Jacobs, a productive voice in the American underground/Sundance scene, keeps a calm distance from Terri, letting the character explain himself through his actions while emphasising the cluttered, nurturing environment he lives amidst. But Patrick DeWitt’s screenplay pushes him towards others, most prominently John C. Reilly as Mr. Fitzgerald, the deputy principal who declares that he’s most focused on the good-hearted kids and the troublemakers; he hangs out with the former and harangues the latter.
Reilly has been focused on increasingly broad comedies over the last few years, falling into Will Ferrell’s orbit, but the character actor from Paul Thomas Anderson’s first three films returns here, with a mixture of bravado and sometimes misguided guile behind an adult trying to straighten the course of children. Reilly captures the strange crinkling behind Mr. Fitzgerald’s front, a bone-deep tiredness that makes his exuberance worrying more than exciting.

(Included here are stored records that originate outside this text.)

PR #9721, opened 2021-01-07
set 'vote' menu entry to greyed out, if connector inactive

moving-bits:
Related to https://github.com/cgeo/cgeo/discussions/9692:

Grey out the "vote" menu entry in cache details when either the GCVote connector is disabled or credentials are incomplete.
(It is already hidden when the current cache does not support GCVote.)


moving-bits:
retest this please

PR #9735, opened 2021-01-08
check glyph availability for custom icons

moving-bits:
- Android 6+: Automatically removes unsupported characters from emoji selector
- Android 5: Shows a OneTimeMessage about not being able to auto-filter unsupported characters
- Selected icons for icon groups which are supported even on Android 5

Android 5:
image.image

Android 6 vs. Android 10:
image.image


moving-bits:
Failing check is due to GeoKrety downtine, otherwise all tests are fine, so let's merge.

PR #9741, opened 2021-01-09
stay with connector-dependent marker for caches with custom icons

moving-bits:
see https://github.com/cgeo/cgeo/issues/9685#issuecomment-757126689


moving-bits:
Failing check is due to GeoKrety downtime, otherwise tests are fine, so let's merge.

PR #12686, opened 2022-02-06
update internal BRouter engine to v1.6.3 (fix #12412)

### LINKED ISSUE #12412: Update Brouter sources
### Tell us your idea!

Seing that brouter was updated and looking at the [recent commit history](https://github.com/abrensch/brouter/commits/master) I guess we could/should also update our implementation accordingly.

@moving-bits 
Not sure how this could work..is there any versioning/dependency defined to check if updates are needed or was this pure manual work at that time?

_No response_

### Is there an alternative?

_No response_

### Additional Information

_No response_

moving-bits:
## Description
Update internal BRouter engine to v1.6.3 (the newest released version of BRouter)


moving-bits:
Removing draft state to get feedback from CI, but setting "WIP" label for now 

(I expect quite a few messages from CI, as coding styles are pretty different between those projects, and I'm sure I haven't caught all differences)

PR #12689, opened 2022-02-06
catch OutOfMemory exception on GM.drawHistory

moving-bits:
## Description
Some users have set their track history limit too high, so that they run into `OutOfMemory` exceptions in GM's `drawHistory`, as shown on Play Console stats (currently 260 occurrences for 27 users). This PR adds a try/catch block around it and logs the error to our log - better not draw a history than crash the map.


Lineflyer:
While catching such exception is meaningful IMHO, does it make sense to reduce the limit in general?

fm-sys:
It's device specific. Some low budget devices might crash, while it works like a charm on better devices. Furthermore, the length AFAIK can already be configured in the settings...

moving-bits:
Exactly as @fm-sys described: We have no hard-coded limit, user can set it to their choice. This PR adds catching the exception and puts an error message to the log, so that we can advice the user how to continue if they ask why their history line is no longer being displayed under certain conditions.

PR #12692, opened 2022-02-06
Show history on long-click of "search" (fix #12687)

### LINKED ISSUE #12687: Add "recently viewed caches" PopUp to Bottom-nav (longClick)
### Tell us your idea!

While doing a round of caches with for instance a bonus cache I am storing the gathered bonus information from the other caches directly inside the note section of the bonus cache.

Right now I have to scroll back to the bonus icon on the map, therefore I have to remember where the icon is stored, open the listing, go to desired cache section, click edit, etc pp

Afterwards I have to jump back to my current location, select the next target on the round, resulting in an endless loop of repeating the above.

My current idea was to add a long-press function to the Map (Live-Map) button which is showing for instance the last 5 visited caches, so you could easily jump into these caches detailed information.
Maybe it is also possible to remember which tab and area inside these historical caches was viewed before.

In general this function might improve the usage of the Map, when you for instance want to compare two different caches to decide which one will be your next target.

Maybe another solution is to add a new button inside the bottom navigation which is stating a list of all formerly visited caches (e.g. like the history shown in the search but much longer 100 entries maybe?) and adding here as well the above described long-press function to directly access the last 5 viewed caches. 

### Is there an alternative?

yes, but not user friendly, see above... 

### Additional Information

_No response_

fm-sys:
fix #12687

grafik

### DIFF
--- a/main/res/values/strings.xml
+++ b/main/res/values/strings.xml
@@ -1423,6 +1423,7 @@
     <string name="cache_share_field">Share</string>
     <string name="cache_time_full_hours">o\'clock</string>
     <string name="cache_listed_on">Listed on %s</string>
+    <string name="cache_recently_viewed">Recently viewed</string>
 
 
     <string name="cache_whereyougo_start">Open WhereYouGo to download and start this cartridge</string>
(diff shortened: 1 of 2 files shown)


SammysHP:
Do we have a better string for "select item", like "history" maybe?

ztNFny:
Could you change the title to something like "Recently viewed"?

fm-sys:
I've decided to go with "Recently viewed", as we already use the phrase "history" for our log history...

grafik

Issue #12456, opened 2022-01-01
high contrast Google maps theme


ztNFny:
### Tell us your idea!

Google maps supports custom themes: https://developers.google.com/maps/documentation/android-sdk/styling

We should provide a (optional) high-contrast theme to make using the map easier in common caching scenarios.

### Additional Information

While offline maps are certainly the better choice in some cases Google maps has to be used. Sadly Google had been decreasing the contrast of maps over the years - if you look at a small path in a wood that will be a thin white line on a light-grey background, almost impossible to see, especially when the sun is shining bright on your display.

![Screenshot_20220102-004549](https://user-images.githubusercontent.com/1258173/147862457-d08db43d-dcb2-42ea-b944-8743b7405558.jpg)
Spot the path

And just that situation is when i need Google maps - I'm in the woods, OSM doesn't have the path but Google does - but the path is hardly visible there.

ztNFny:
Preview of Google Maps styles in c:geo:

![image](https://user-images.githubusercontent.com/1258173/153056701-09e79be6-e738-4824-b2b9-df5408c73827.png)
![image](https://user-images.githubusercontent.com/1258173/153056843-5b732055-ad6e-42d4-b1db-9fe9db5840b2.png)

ztNFny:
I'm working on general style support first, will try to create a geocaching-optimized version of the default Google Maps layout later on then

fm-sys:
Already looks great 👍

PR #12705, opened 2022-02-08
Google Maps themes support

ztNFny:
implement theme support for Google maps with json themes
#12456 

- [x] general implemenation
- [x] final decision about themes to include
- [x] System mode theme switch (day/night)

image
image
image
image


ztNFny:
feedback on the implementation in GoogleMapView.java would be welcome.
I don't really like the static stuff, but as I have to call it from https://github.com/cgeo/cgeo/pull/12705/files#diff-a25a47bd36a33f4384c48602f15a543f9e344ab38781eb71485c8102a4330c60R828 I didn't find any good way without it.
Suggestions welcome! @eddiemuc @fm-sys

eddiemuc:
> feedback on the implementation in GoogleMapView.java would be welcome. I don't really like the static stuff, but as I have to call it from https://github.com/cgeo/cgeo/pull/12705/files#diff-a25a47bd36a33f4384c48602f15a543f9e344ab38781eb71485c8102a4330c60R828 I didn't find any good way without it. Suggestions welcome! @eddiemuc @fm-sys

Hi @ztNFny the link does not really work for me (at least it does not lead me to a specific line), but I assume you mean that you need to call the selectMapTheme method of class GoogleMapView from CgeoMap -> correct?

In that case, you can do the following to prevent the usage of static var:
* create the method "selectMapTheme" also in class `MapViewImpl`, make is abstract or leave it empty there. Make that method non-static of course. `GoogleMapView` extends class `MapViewImpl`, so it will implement this method then (if you make it non-static again).
* `CGeoMap` extends class `AbstractMap` which has access to the used `MapViewImpl` instance (stored in member `mapView`. So in `CGeoMap` you can then call the method using `this.mapView.selectMapTheme()`.

If you think that this class structure is unnecessarily complex I would definitely agree. I think this has historic reasons. One of these days we might want to clean this up.

ztNFny:
> In that case, you can do the following to prevent the usage of static var:

Thanks, that's exactly the advise I was looking for!

ztNFny:
non-static method and dynamic theme switching based on device theme added :-)

This should be ready to go code-wise. The themes to include I'd like to discuss during our next team meeting, leaving it in WIP until then.

@Lineflyer one item for sundays agenda :-)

There’s no Good Will Hunting breakthrough – hugs, tears and repeated exhortations that 'it’s not your fault" – between Terri and the educator, and the film lets you wonder if Mr. Fitzgerald, who has his own moments of domestic upheaval, is actually presenting himself as a warning and not an example. But his presence does prod Terri towards engagement, saving the socially excommunicated Heather (Olivia Crocicchia) from expulsion and making the acquaintance of Chad (Bridger Zadina), a regular visitor to Mr. Fitzgerald who falls into the troublemaker category.
The trio’s evening together at Terri’s house, after Uncle James has lapsed into a narcotised slumber, is the film’s culmination, yet it’s not the redemptive nod to John Hughes’ comic '80s melodramas that it could have so easily been. The bad behaviour, fueled by purloined whiskey and anti-depressants, and subsequent yearning reveals to Terri more about his unexpected cohorts than he in turn shows to them. He doesn’t intrinsically change, but he understands that there’s nothing wrong in being who he is. That’s a small outlook for the cinema, which can so often seek the expansive, but in this case it makes for a solidly played story.